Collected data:
┄┄┄┄┄┄┄┄┄┄┄┄┄┄┄┄┄┄┄┄

PR #2583, opened 2026-07-12
(A) SY-4385-1: Add Keyed Membership and Presence Store Primitives

emilbon99:
# Issue Pull Request

## Linear Issue

[SY-4385](https://linear.app/synnax/issue/SY-4385)

## Description

First PR in the tabs/mosaic composition stack. Introduces two general-purpose
keyed reactive contexts in pluto's `store` package, both built on the existing
`useKeyedListeners` primitive:

- **`Store.createMembership`** — a controlled *set* of keys with surgical
  per-key subscriptions (`useIsMember` / `useItem` / `useMembers` /
  `useMemberAmong`). A single mutation notifies only the keys whose membership
  actually flipped (symmetric difference).
- **`Store.createPresence`** — a single *present* key (the hovered item, the
  active item, a keyboard cursor). A change notifies only the previous and next
  holders, so at most two items re-render.

Selection is refactored onto these primitives. Because the selection context is
a select-internal concern (not a shared primitive — that role now belongs to
`Store.*`), it is lifted out of the `select/base` subpackage up into
`select/Context` as a single instance composing one membership (selection +
`onSelect`) and one presence (hover). Focus tracking is dropped.

`table`'s cell selection is migrated onto its own `Store.createMembership`
instance, so the selection context is no longer imported anywhere outside
`select`.

No user-facing behavior change: `Select.Context` / `Select.useItemState` keep
their public shape (minus `focused`), and all selection/table specs pass.

## Basic Readiness


pluto/src/store/presence.tsx
```diff
@@ -0,0 +1,124 @@
...
+> extends PropsWithChildren {
+  value?: K;
+}
+
+/**
+ * Presence is a created presence context: a provider that publishes at most one present
+ * key plus hooks bound to its own React context. Nesting is independent, so a created
+ * presence never reads or writes the presence of another.
+ */
+export interface Presence {
```
pjdotson: shouldn't the type parameter be at the top level `Presence<K extends record.Key = record.Key>` so everything has to use the same key type?

pluto/src/store/presence.tsx
```diff
@@ -0,0 +1,124 @@
...
+    useLayoutEffect(() => {
+      if (valueRef.current === value) return;
+      const changed: K[] = [];
+      if (valueRef.current != null) changed.push(valueRef.current);
+      if (value != null) changed.push(value);
+      valueRef.current = value;
+      if (changed.length > 0) notifyListeners(changed);
+    }, [value, notifyListeners]);
+    return (
+      <BaseContext value={ctx as unknown as ContextValue<record.Key>}>
```
pjdotson: shouldn't use `as unknown as`. You should be able to fix if you give a type parameter to `createPresence`

pluto/src/store/membership.tsx
```diff
@@ -0,0 +1,184 @@
...
+  member: boolean;
+  onItem: () => void;
+}
+
+/**
+ * Membership is a created set-membership context: a provider that publishes a controlled
+ * set of keys plus hooks bound to its own React context. Nesting is independent, so a
+ * created membership never reads or writes the set of another.
+ */
+export interface Membership {
```
pjdotson: shouldn't the `K` live at the top so all members use the same key type?

pluto/src/store/membership.tsx
```diff
@@ -0,0 +1,184 @@
...
+    children,
+  }: MembershipProps<K>): ReactElement => {
+    const valueRef = useRef(value);
+    const { notifyListeners, subscribe } = useKeyedListeners<K>();
+    const getValue = useCallback(() => valueRef.current, []);
+    const ctx = useMemo<ContextValue<K>>(
+      () => ({ onItem, setValue, clear, subscribe, getValue }),
+      [getValue, onItem, setValue, clear, subscribe],
+    );
+    useLayoutEffect(() => {
```
pjdotson, line 121: are you sure we need to use `useLayoutEffect` instead of `useEffect` for these?

pjdotson (changes requested):

pluto/src/store/membership.tsx
emilbon99: Yes, 100% we should be using `useLayoutEffect`.  The values here synchronously drive the way the DOM renders, so using a standard `useEffect` here means we get weird flickering with selection state. This keeps everything nice and smooth, and is not an expensive effect to run.

pluto/src/store/presence.tsx
emilbon99: See comment above.

pluto/src/store/membership.tsx
emilbon99: See comment above.

pluto/src/store/presence.tsx
emilbon99: It's not possible to do this if you want he consumers of the key type to be polymorphic. Right now the `Select` component accepts a type parameter for `Key` which means that it's `Membership` and `Presence` contexts need to be able to accept a type parameter without doing it via a factory.

emilbon99: If you disagree, take a look at the diff on the select components and tell me how they should work with a statically defined key type on the factory.

pjdotson: The point is that we should move type assertions / bad typing up, not down. I would rather have type assertions (`as unknown as`) in the `Select` component, that way when you read the select component code, you know that the select component isn't properly typed, but the presence / membership components are properly typed.

pjdotson (changes requested):

pluto/src/store/presence.tsx
emilbon99: Implemented.

pjdotson (approved):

┄┄┄┄┄┄┄┄┄┄┄┄┄┄┄┄┄┄┄┄

### PROBLEM DETAILS:
What you write must match the records above line for line.

### TASK RESPONSE:
PR #2583, opened 2026-07-12
(A) SY-4385-1: Add Keyed Membership and Presence Store Primitives

emilbon99:
# Issue Pull Request

## Linear Issue

[SY-4385](https://linear.app/synnax/issue/SY-4385)

## Description

First PR in the tabs/mosaic composition stack. Introduces two general-purpose
keyed reactive contexts in pluto's `store` package, both built on the existing
`useKeyedListeners` primitive:

- **`Store.createMembership`** — a controlled *set* of keys with surgical
  per-key subscriptions (`useIsMember` / `useItem` / `useMembers` /
  `useMemberAmong`). A single mutation notifies only the keys whose membership
  actually flipped (symmetric difference).
- **`Store.createPresence`** — a single *present* key (the hovered item, the
  active item, a keyboard cursor). A change notifies only the previous and next
  holders, so at most two items re-render.

Selection is refactored onto these primitives. Because the selection context is
a select-internal concern (not a shared primitive — that role now belongs to
`Store.*`), it is lifted out of the `select/base` subpackage up into
`select/Context` as a single instance composing one membership (selection +
`onSelect`) and one presence (hover). Focus tracking is dropped.

`table`'s cell selection is migrated onto its own `Store.createMembership`
instance, so the selection context is no longer imported anywhere outside
`select`.

No user-facing behavior change: `Select.Context` / `Select.useItemState` keep
their public shape (minus `focused`), and all selection/table specs pass.

## Basic Readiness


pluto/src/store/presence.tsx
```diff
@@ -0,0 +1,124 @@
...
+> extends PropsWithChildren {
+  value?: K;
+}
+
+/**
+ * Presence is a created presence context: a provider that publishes at most one present
+ * key plus hooks bound to its own React context. Nesting is independent, so a created
+ * presence never reads or writes the presence of another.
+ */
+export interface Presence {
```
pjdotson: shouldn't the type parameter be at the top level `Presence<K extends record.Key = record.Key>` so everything has to use the same key type?

pluto/src/store/presence.tsx
```diff
@@ -0,0 +1,124 @@
...
+    useLayoutEffect(() => {
+      if (valueRef.current === value) return;
+      const changed: K[] = [];
+      if (valueRef.current != null) changed.push(valueRef.current);
+      if (value != null) changed.push(value);
+      valueRef.current = value;
+      if (changed.length > 0) notifyListeners(changed);
+    }, [value, notifyListeners]);
+    return (
+      <BaseContext value={ctx as unknown as ContextValue<record.Key>}>
```
pjdotson: shouldn't use `as unknown as`. You should be able to fix if you give a type parameter to `createPresence`

pluto/src/store/membership.tsx
```diff
@@ -0,0 +1,184 @@
...
+  member: boolean;
+  onItem: () => void;
+}
+
+/**
+ * Membership is a created set-membership context: a provider that publishes a controlled
+ * set of keys plus hooks bound to its own React context. Nesting is independent, so a
+ * created membership never reads or writes the set of another.
+ */
+export interface Membership {
```
pjdotson: shouldn't the `K` live at the top so all members use the same key type?

pluto/src/store/membership.tsx
```diff
@@ -0,0 +1,184 @@
...
+    children,
+  }: MembershipProps<K>): ReactElement => {
+    const valueRef = useRef(value);
+    const { notifyListeners, subscribe } = useKeyedListeners<K>();
+    const getValue = useCallback(() => valueRef.current, []);
+    const ctx = useMemo<ContextValue<K>>(
+      () => ({ onItem, setValue, clear, subscribe, getValue }),
+      [getValue, onItem, setValue, clear, subscribe],
+    );
+    useLayoutEffect(() => {
```
pjdotson, line 121: are you sure we need to use `useLayoutEffect` instead of `useEffect` for these?

pjdotson (changes requested):

pluto/src/store/membership.tsx
emilbon99: Yes, 100% we should be using `useLayoutEffect`.  The values here synchronously drive the way the DOM renders, so using a standard `useEffect` here means we get weird flickering with selection state. This keeps everything nice and smooth, and is not an expensive effect to run.

pluto/src/store/presence.tsx
emilbon99: See comment above.

pluto/src/store/membership.tsx
emilbon99: See comment above.

pluto/src/store/presence.tsx
emilbon99: It's not possible to do this if you want he consumers of the key type to be polymorphic. Right now the `Select` component accepts a type parameter for `Key` which means that it's `Membership` and `Presence` contexts need to be able to accept a type parameter without doing it via a factory.

emilbon99: If you disagree, take a look at the diff on the select components and tell me how they should work with a statically defined key type on the factory.

pjdotson: The point is that we should move type assertions / bad typing up, not down. I would rather have type assertions (`as unknown as`) in the `Select` component, that way when you read the select component code, you know that the select component isn't properly typed, but the presence / membership components are properly typed.

pjdotson (changes requested):

pluto/src/store/presence.tsx
emilbon99: Implemented.

pjdotson (approved):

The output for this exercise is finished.